> **Exercise instructions**
The expected output is each line below containing "still", copied in full.

(Collected data entries)

-=-=-=-=-

PR #2765, opened 2022-11-03
chore(scan): remove adjudication

eventualbuddha:
## Overview

We used to have adjudication features in VxCentralScan, i.e. for adjudicating overvotes/undervotes/etc. We took the UI for that out a while back but never fully removed the backend implementation. Since this is unlikely to ever be a product requirement, or if it is it won't look like this, it's better to just remove it.

## Demo Video or Screenshot
n/a

## Testing Plan
Automated testing.

## Checklist


frontends/bsd/src/screens/ballot_eject_screen.tsx
```diff
@@ -153,63 +146,59 @@ export function BallotEjectScreen({
...
       }
     }
-  }, [reviewInfo, logger, userRole]);
+  }
 
   useEffect(() => {
     void (async () => {
       const frontAdjudicationComplete =
-        !!frontMarkAdjudications ||
+        !!isFrontAdjudicationDone ||
```
jonahkagan, line 198: I think the `!!` here is unnecessary now

services/scan/schema.sql
```diff
@@ -35,6 +35,7 @@ create table sheets (
   -- When adjudication is finished, these values are updated to now.
   front_finished_adjudication_at datetime,
   back_finished_adjudication_at datetime,
+  finished_adjudication_at datetime,
```
jonahkagan, line 30: I'm a little confused - why is there still a concept of adjudication if we removed the feature?

jonahkagan (approved):

services/scan/schema.sql
eventualbuddha: We still have a concept of “this ballot has a problem” like an over vote that the user can decide something about (accept or reject). So we need this value to indicate when it was accepted. I'm happy to update the language if you can think of something better.

jonahkagan: Ah ok, I think that still sounds like adjudication to me! And [NIST](https://pages.nist.gov/ElectionGlossary/#:~:text=adjudication,ballots%20to%20reflect%20voter%20intent.) agrees:
Screen Shot 2022-11-03 at 11 17 35 AM

Maybe I was just thrown off by the PR title

PR #2767, opened 2022-11-03
VxScan Ballot Batching + Remove Persisted Frontend State

### LINKED ISSUE #1520: Determine how to group "batches" for VxScan
Currently the precinct-scanner considers every ballot its own batch, that is confusing in VxAdmin where you can see the ballots by Batch and Scanner. That view was added in. case someone runs a RLA. We should figure out with @mcchilders how we should actually be making batches out of the VxScan results.

adghayes:
## Overview
Closes #1520 and #2687. Rather than batching every ballot on the precinct scanner as its own batch, batches all ballots together until a new batch is started by a) pausing and unpausing polls or b) replacing the ballot bag.

Took this change as an opportunity to move forward on our architecture plan and remove all persistent state from the frontend. Refactored some of the endpoints / API calls and testing utilities as a result. 

## Testing Plan
Manually tested running the scanner, pausing/unpausing polls, replacing the ballot bag, and power cycling (restarting services and app). Confirmed that pausing/unpausing and replacing the ballot bag started a new batch, but power cycling did not.

## Checklist


services/scan/src/end_to_end.test.ts
```diff
@@ -42,27 +42,18 @@ afterEach(async () => {
 });
 
 test('going through the whole process works', async () => {
-  // Do this first so interpreter workers get initialized with the right value.
   await request(app)
-    .patch('/central-scanner/config/skipElectionHashCheck')
-    .send({ skipElectionHashCheck: true })
```
adghayes, line 48: Not sure why we needed to do this first, the tests pass if we do it after setting the election.

services/scan/src/end_to_end.test.ts
```diff
@@ -42,27 +42,18 @@ afterEach(async () => {
...
 
-  {
-    // try export before configure
-    const response = await request(app)
-      .post('/central-scanner/scan/export')
-      .set('Accept', 'application/json')
-      .expect(200);
-    expect(response.text).toBe('');
-  }
-
```
adghayes, line 61: Why would we test export before configure?

services/scan/src/importer.test.ts
```diff
@@ -162,6 +163,7 @@ test('restoreConfig reconfigures the interpreter worker', async () => {
     workers.Input,
     workers.Output
   >(workerCall);
+  workspace.store.setElection(electionSampleDefinition);
```
adghayes, line 166: In a a few places, I have to set the election in tests because now we have the constraint that configs depend on an election existing.

services/scan/schema.sql
```diff
@@ -1,3 +1,18 @@
...
+  marginal_mark_threshold_override real,
+  definite_mark_threshold_override real,
+  cvrs_backed_up_at datetime,
+  scanner_backed_up_at datetime,
+  created_at timestamp not null default current_timestamp
+);
+
 create table batches (
   batch_number integer primary key autoincrement,
   id varchar(36) unique,
```
adghayes, line 18: Could put foreign keys on `batches` to `election`, but if we really think it's a singleton table, then that seems like a waste.

services/scan/src/importer.ts
```diff
@@ -563,9 +563,8 @@ export class Importer {
   /**
    * Reset all the data, both in the store and the ballot images.
    */
-  async doZero(): Promise<void> {
+  doZero(): void {
     this.workspace.zero();
-    await this.setMarkThresholdOverrides(undefined);
```
adghayes, line 568: I'm not sure why we're resetting the mark threshold overrides in `doZero`. We shouldn't reset the thresholds when we switch between test modes, or clear ballot data. On unconfigure they will be cleared anyway. Removed.

services/scan/src/store.ts
```diff
@@ -620,19 +675,28 @@ export class Store {
...
 
+  resetVotingState(): void {
+    if (this.hasElection()) {
+      this.client.run(
+        'update election set cvrs_backed_up_at = null, scanner_backed_up_at = null'
+      );
+      this.setPollsState('polls_closed_initial');
+    }
+  }
+
```
adghayes, line 686: The equivalent of resetting the "session."

services/scan/src/end_to_end.test.ts
adghayes: If we are concerned about this, I think we should probably `400` on this.

eventualbuddha: Agreed it should be 400. And why test? To make sure it does send the right response code.

services/scan/schema.sql
eventualbuddha: You can do cascade deletion with a foreign key. See [this example](https://github.com/votingworks/vxsuite/blob/ea1602678a988eba239c69237a696303a6924ff0/services/admin/schema.sql#L17-L18). And yes, I do think we should add these foreign keys.

services/scan/schema.sql
```diff
@@ -1,3 +1,18 @@
+create table election (
+  -- enforce singleton table
```
eventualbuddha, line 2: Do we actually want to enforce this? If so, then I guess I feel less certain about my foreign key comment from earlier.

-=-=-=-=-

> **Output below**
jonahkagan, line 30: I'm a little confused - why is there still a concept of adjudication if we removed the feature?
eventualbuddha: We still have a concept of “this ballot has a problem” like an over vote that the user can decide something about (accept or reject). So we need this value to indicate when it was accepted. I'm happy to update the language if you can think of something better.
jonahkagan: Ah ok, I think that still sounds like adjudication to me! And [NIST](https://pages.nist.gov/ElectionGlossary/#:~:text=adjudication,ballots%20to%20reflect%20voter%20intent.) agrees:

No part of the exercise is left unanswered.